If a line comes after the one containing "I see a couple", leave it out; copy every line before it, and that line too, exactly as written, starting from the first line of the entries.

******************************

Issue #835, opened 2016-06-26
Better way to get the port from the request?


EmilStenstrom:
I'm in the process of porting an old bottle app to falcon. The first thing my app does is generate some api documentation and returns it as HTML. In the documentation I have clickable links that makes it easy to explore the api. Whether on localhost or on production I want the links to work, so I generate a "site" parameter that I prefix all links with. 

In bottle this was: 

``` python
site = "%s://%s" % (request.urlparts.scheme, request.urlparts.netloc)
```

In falcon the easiest way I can find to do this is

``` python
site = "%s://%s" % (request.protocol, request.headers["HOST"])
```

**Having to rely on manually reading the HOST header feels very inelegant to me**. Note that this is not the same as `request.host` which returns the host without the port number.

I see a couple of ways this can be improved:
1. Make `request.host` include the port in the response. Backwards incompatible, even though everyone that previously relied on port numbers probably didn't use request.host anyway.
2. Add new property `request.host_with_port`.
3. Add new property `request.port` and let people that need the host + port combination write their own utility that combine it with the host.

I'm willing to write a pull request for this, but would love some feedback on which of the versions you would prefer.

kgriffs:
Hi @EmilStenstrom, thanks for bringing this up. To improve parity with other libraries/frameworks, I propose making all three of the following changes:

* Add a new property, `Request.port`.
* Add a new property, `Request.netloc` that will contain the host as well as the port (if present). Note that "netloc" is consistent with the standard library's `urlparse()`. The value can be taken directly from the WSGI variables 'HTTP_HOST', or 'SERVER_NAME' and 'SERVER_PORT' (use the latter variables when 'HTTP_HOST' is missing. See also: https://www.python.org/dev/peps/pep-3333/#url-reconstruction).
* Add a new property, `Request.scheme` and convert `Request.protocol` into a deprecated alias of the new property (honestly, I don't remember why "protocol" was used in the first place, since that isn't the standard term). 

Does that sound reasonable?

EmilStenstrom:
Hi! All your suggestions sound good to me. Thanks for listening!

EmilStenstrom:
Thanks! ❤️

PR #917, opened 2016-09-29
attributes on request

navyad:
Related to issue [https://github.com/falconry/falcon/issues/835](https://github.com/falconry/falcon/issues/835)


falcon/request.py
```diff
@@ -683,6 +692,14 @@ def access_route(self):
     def remote_addr(self):
         return self.env.get('REMOTE_ADDR')
 
+    @property
+    def port(self):
+        return self.env.get('SERVER_PORT')
+
+    @property
+    def netloc(self):
+        return self.host + ':' + self.port
```
kgriffs: Usually the port will be derived from `HTTP_HOST` and may be equal to `None` if the client did not specify one explicitly (depending on how we handle that case).

falcon/request.py
```diff
@@ -69,9 +69,11 @@ class Request(object):
         options (dict): Set of global options passed from the API handler.
 
     Attributes:
-        protocol (str): Either 'http' or 'https'.
+        protocol (str): Either 'http' or 'https' Depreciated.
```
navyad: Hi @kgriffs  
description changed [https://github.com/falconry/falcon/pull/917/commits/9c8d34188d147482f44a484a7287d593221f5441](https://github.com/falconry/falcon/pull/917/commits/9c8d34188d147482f44a484a7287d593221f5441)

falcon/request.py
```diff
@@ -69,9 +69,11 @@ class Request(object):
...
+        scheme (str): Either 'http' or 'https'.
         method (str): HTTP method requested (e.g., 'GET', 'POST', etc.)
         host (str): Hostname requested by the client
+        port (str): Port used for request
```
navyad: updated [https://github.com/falconry/falcon/pull/917/commits/47c73ee0223fa376d48ccc32445ab0405a7bdf4b](https://github.com/falconry/falcon/pull/917/commits/47c73ee0223fa376d48ccc32445ab0405a7bdf4b)

falcon/request.py
```diff
@@ -537,10 +539,17 @@ def app(self):
         return self.env.get('SCRIPT_NAME', '')
 
     @property
-    def protocol(self):
+    def scheme(self):
         return self.env['wsgi.url_scheme']
 
     @property
+    def protocol(self):
```
navyad: Didn't know that earlier, nice one. updated [https://github.com/falconry/falcon/pull/917/commits/d3ce2c40eb2276183e845d9c384b28bfcf694586#diff-8608936f256c7b35254ee64f862001b9R545](https://github.com/falconry/falcon/pull/917/commits/d3ce2c40eb2276183e845d9c384b28bfcf694586#diff-8608936f256c7b35254ee64f862001b9R545)

falcon/request.py
```diff
@@ -537,10 +539,17 @@ def app(self):
...
+        """
+        To be depreciated in favour of scheme
```
navyad: that have been removed, for alias

falcon/request.py
```diff
@@ -683,6 +692,14 @@ def access_route(self):
     def remote_addr(self):
         return self.env.get('REMOTE_ADDR')
 
+    @property
+    def port(self):
```
navyad: In uri attribute, if port is not coming from HTTP_HOST port is taken from SERVER_PORT.
[https://github.com/falconry/falcon/blob/master/falcon/request.py#L553](https://github.com/falconry/falcon/blob/master/falcon/request.py#L553)

falcon/request.py
```diff
@@ -683,6 +692,14 @@ def access_route(self):
...
+        return self.env.get('SERVER_PORT')
+
+    @property
+    def netloc(self):
```
navyad: Thats been done [https://github.com/falconry/falcon/pull/917/commits/106529e5c0b2ca5d26f1470b3e495b85af2e3e62#diff-8608936f256c7b35254ee64f862001b9R696](https://github.com/falconry/falcon/pull/917/commits/106529e5c0b2ca5d26f1470b3e495b85af2e3e62#diff-8608936f256c7b35254ee64f862001b9R696)

falcon/request.py
```diff
@@ -683,6 +687,22 @@ def access_route(self):
...
+        except KeyError:
+            port = self.env.get('SERVER_PORT')
+        return port
+
+    @property
+    def netloc(self):
+        try:
+            return self.env['HTTP_HOST']
+        except KeyError:
+            return self.host + ':' + self.port
```
kgriffs: Should this behave like [request.py#L560](https://github.com/falconry/falcon/blob/master/falcon/request.py#L560)?

falcon/request.py
```diff
@@ -683,6 +687,22 @@ def access_route(self):
     def remote_addr(self):
         return self.env.get('REMOTE_ADDR')
 
+    @property
+    def port(self):
+        try:
+            host_header = self.env['HTTP_HOST']
+            host, port = parse_host(host_header)
+        except KeyError:
+            port = self.env.get('SERVER_PORT')
```
kgriffs: SERVER_PORT will always be present, so `self.env.get('SERVER_PORT')` ===> `self.env['SERVER_PORT']`

tests/test_req_vars.py
```diff
@@ -647,3 +647,68 @@ def _test_error_details(self, headers, attr_name,
         except error_type as ex:
             self.assertEqual(ex.title, title)
             self.assertEqual(ex.description, description)
+
```
kgriffs: It would be cool if you could also add a few HTTP/1.1 tests for the new properties (to ensure those code paths return what we expect).

falcon/request.py
```diff
@@ -683,6 +687,22 @@ def access_route(self):
     def remote_addr(self):
         return self.env.get('REMOTE_ADDR')
 
+    @property
+    def port(self):
+        try:
+            host_header = self.env['HTTP_HOST']
+            host, port = parse_host(host_header)
```
kgriffs: If port isn't present, we should probably return the default port based on the schema, in oder to normalize what would be returned with the `SERVER_PORT` branch. What do you think?

falcon/request.py
navyad: fixed [here](https://github.com/falconry/falcon/pull/917/commits/68c3015eed25cf8a048b3f7a931c34406f6ad492#diff-8608936f256c7b35254ee64f862001b9R696)

falcon/request.py
kgriffs: Since we already know the `HTTP_HOST` key does not exist, the redundant checks in self.host and self.port seem redundant. As an alternative, what do you think about factoring out [this section](https://github.com/falconry/falcon/blob/master/falcon/request.py#L554-L569) from the `uri` property to use as the implementation of `netloc`, then use `netloc` from `uri()` as per below?

```py
@property
def uri(self):
    if self._cached_uri is None:
        env = self.env
        protocol = env['wsgi.url_scheme']

        # PERF: For small numbers of items, '+' is faster
        # than ''.join(...). Concatenation is also generally
        # faster than formatting.
        value = (protocol + '://' +
                 self.netloc +
                 self.app +
                 self.path)

        if self.query_string:
            value = value + '?' + self.query_string

        self._cached_uri = value

    return self._cached_uri
```

tests/test_req_vars.py
kgriffs: Looks like all the new tests have `protocol='HTTP/1.0'`... I'm not seeing any for checking with the default `'HTTP/1.1'` protocol?

falcon/request.py
kgriffs: We can always refactor this in another PR, since it is just an optimization.

tests/test_req_vars.py
kgriffs: I can add this in a followup PR.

******************************

TASK OUTPUT —
Issue #835, opened 2016-06-26
Better way to get the port from the request?


EmilStenstrom:
I'm in the process of porting an old bottle app to falcon. The first thing my app does is generate some api documentation and returns it as HTML. In the documentation I have clickable links that makes it easy to explore the api. Whether on localhost or on production I want the links to work, so I generate a "site" parameter that I prefix all links with. 

In bottle this was: 

``` python
site = "%s://%s" % (request.urlparts.scheme, request.urlparts.netloc)
```

In falcon the easiest way I can find to do this is

``` python
site = "%s://%s" % (request.protocol, request.headers["HOST"])
```

**Having to rely on manually reading the HOST header feels very inelegant to me**. Note that this is not the same as `request.host` which returns the host without the port number.

I see a couple of ways this can be improved:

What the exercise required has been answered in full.